→ **WORK REQUIRED**: Below is some data. Retype exactly the lines starting at the one with "proxy's timeout behavior." and ending at the one with "off and the".

→ **RECORDED INFORMATION**:
PR #464, opened 2021-09-23
Added test cases for newly added parameters in parameters.sol

shekhar2807:
Some new pararmetres were added in parameters.sol so I have tested them to increase the coverage.


hrishikeshio (approved):

SkandaBhat (approved):
Looks good to me.

PR #475, opened 2021-09-28
removed Job Status : Now Job will not have any activity Status.

### LINKED ISSUE #449: Remove activity status from job
- Remove activity status from job.
- If we are removing the last job in the collection, disable collection automatically.

adi44:
In this PR, I have removed the status variable for job. Now only collections will have active Status. 
Renamed function names setAssetStatus --> setCollectionStatus , getActiveStatus --> getCollectionStatus
fixes #449

### DIFF
--- a/contracts/Core/AssetManager.sol
+++ b/contracts/Core/AssetManager.sol
@@ -24,8 +24,6 @@ contract AssetManager is ACL, AssetStorage, Constants, StateManager, IAssetManag
         string url
     );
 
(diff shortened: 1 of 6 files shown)


abhishekvispute (approved):
LGTM 
@SamAg19 as we discussed in yesterdays call, when you will be cleaning this contract.
Please make sure only one naming persist, asset or collection 
as both are same now. 
setAssetStatus or setCollectionStatus , or
getActiveCollections or getActiveAssets 
both will be same

hrishikeshio (approved):

PR #486, opened 2021-10-05
Added-amount-for-delegator

adi44:
Now delegated event has extra parameter called amount, that gives the value of razor tokens delegated.


hrishikeshio:
what happened to gas bot

PR #202, opened 2026-07-01
Standardize dash/underscore in openhost_system_agent

samuelren-imbue:
The CLI and HTTP requests now use dash. These are internal tools and this update is atomic, so the server will be fine. If any apps hit these, then they will need to update.

Python package maintains underscore since it can't parse dashes.


andrewlaack (approved):
LGTM

PR #204, opened 2026-07-01
Dashboard UI Update

samuelren-imbue:
Updated the main dasboard UI
1. nav bar link color doesn't change by link, and doesn't always have underline
2. details link replaced by button buttons vs links
3. information ordering in table by importance
4. show tabs along the top rather than links

### DIFF
--- a/compute_space/src/compute_space/web/templates/layout.html
+++ b/compute_space/src/compute_space/web/templates/layout.html
@@ -14,7 +14,7 @@
     button, input[type="submit"], .btn { padding: 0.4em 1em; cursor: pointer; border: 1px solid #ccc; background: #f9f9f9; text-decoration: none; color: #222; display: inline-block; font: inherit; font-size: 0.875em; }
     .btn-danger { background: #fee; border-color: #c00; color: #c00; }
     .btn-primary { background: #e8f0fe; border-color: #36c; color: #36c; }
-    nav { display: flex; align-items: flex-end; gap: 0.25em; }
+    nav { display: flex; align-items: flex-end; gap: 0.25em; border-bottom: 1px solid #e8e8e8; }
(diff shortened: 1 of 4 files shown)


compute_space/src/compute_space/web/templates/layout.html
```diff
@@ -42,20 +47,30 @@
...
       <button type="submit" class="btn btn-danger btn-logout">Log out</button>
     </form>
   </nav>
-  <hr>
+  <script>
+    (function() {
+      var p = window.location.pathname;
+      document.querySelectorAll('#main-nav .nav-tab').forEach(function(a) {
+        var href = a.getAttribute('href');
+        if (href !== '/docs/' && (p === href || (href !== '/dashboard' && p.startsWith(href)))) {
```
andrewlaack: The active-tab highlight won't fire on /. The dashboard serves both / and /dashboard, and login redirects to /, but the script excludes /dashboard from prefix matching, so no tab is active on the default landing page. Also /terminal won't match href /terminal/. Maybe special-case / to Dashboard and handle the trailing slash.

compute_space/src/compute_space/web/templates/terminal.html
```diff
@@ -1,9 +1,6 @@
 {% extends "layout.html" %}
 {% block title_suffix %} - Terminal{% endblock %}
 {% block content %}
```
andrewlaack, line 3: Dropping body max-width none from terminal.html clamps the terminal to 960px (set in layout.html). logs.html still keeps this override, so it looks load-bearing, probably want to keep it here too.

andrewlaack (changes requested):

andrewlaack (approved):

PR #205, opened 2026-07-02
Log cleanup

samuelren-imbue:
Add rotating logs
Remove app logs from going to system journald
Archive up to 5 app startup and runtime logs
Add documentation for which logs go where


andrewlaack (approved):
LGTM

PR #207, opened 2026-07-07
Move tokens menu into settings

samuelren-imbue:
Also moved inline js from settings.html and add_app.html to settings.js and add-app.js.


andrewlaack (approved):
LGTM

PR #211, opened 2026-07-08
Proxy: don't cut off long-poll requests (fixes Matrix /sync 504 disconnections)

andrewlaack:
Fixes intermittent Matrix client disconnections caused by the router cutting off long-poll requests.

Problem
The router proxies app HTTP requests with a single 30s httpx timeout (proxy_http_request, timeout=30), which also applies to the read timeout. Matrix clients keep their session alive by long-polling GET /_matrix/client/v3/sync for ~30s waiting for events. When a sync holds the full window with no events, the 30s read timeout fires before the backend responds and the router returns 504 "App timed out". matrix-js-sdk treats the 504 as a sync error and surfaces a disconnection to the user. It's intermittent because it only triggers when a sync happens to hold ~30s idle (busy rooms return sooner and dodge it).

Root cause is proxy.py: httpx.AsyncClient(timeout=30) sets connect/read/write/pool all to 30s, and subdomain_proxy calls it without overriding the timeout.

Fix
Keep a short connect timeout (fail fast for a dead/not-listening app -> gateway error) but leave the read timeout open so long-poll and streaming endpoints (Matrix /sync, SSE, hanging GETs) aren't cut short. A bare-number or None timeout now shapes only connect/write/pool; callers can pass an httpx.Timeout for full control. This mirrors how the WebSocket proxy already treats long-lived connections (no read timeout).

Testing
Unit tests for the timeout shaping, plus integration tests against a real slow backend: a long-poll that outlasts a tiny connect timeout still returns 200, a dead app fails fast with a gateway error, normal fast requests are unchanged, and an opt-in test (RUN_SLOW_PROXY_TEST=1) proves a 31s response is no longer cut to 504.

Also verified end-to-end on a real Hetzner OpenHost instance running this branch: deployed openhost-synapse, and 8 idle /sync long-polls all returned 200 holding the full ~50s with zero 504s (on stock they 504 ~half the time). Fast requests (~1s) and the app self-restart path (~3s) were unaffected.

ruff and mypy clean; existing proxy/provider test suites pass. The 12 failing tests in test_integration.py are pre-existing environmental failures (test router can't bind in this sandbox) and fail identically on main without this change.

### DIFF
--- a/compute_space/src/compute_space/tests/test_proxy_timeout.py
+++ b/compute_space/src/compute_space/tests/test_proxy_timeout.py
@@ -1,0 +1,217 @@
+"""Tests for the proxy's timeout behavior.
+
+Regression coverage for the intermittent ``504 App timed out`` that broke
+Matrix ``/sync`` long-polls: the router proxied app requests with a single 30s
+timeout, so a long-poll that held ~30s with no events was cut off and the
+client saw a disconnection.  The fix keeps a short *connect* timeout (fail fast
+for dead apps) but a generous *read* timeout so long-polls aren't killed.
+"""
+
+from __future__ import annotations
+
+import os
+import socket
+import threading
+import time
+from http.server import BaseHTTPRequestHandler
+from http.server import ThreadingHTTPServer
+from typing import Any
+
+import httpx
+import pytest
+from litestar import Request
+from litestar.response.base import ASGIResponse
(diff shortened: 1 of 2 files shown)


andrewlaack:
Closing in favor of an application-side fix (limiting the Matrix sync long-poll below the router's proxy timeout) so the change lives in the app rather than the platform.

→ **WRITTEN ANSWER**:
+"""Tests for the proxy's timeout behavior.
+
+Regression coverage for the intermittent ``504 App timed out`` that broke
+Matrix ``/sync`` long-polls: the router proxied app requests with a single 30s
+timeout, so a long-poll that held ~30s with no events was cut off and the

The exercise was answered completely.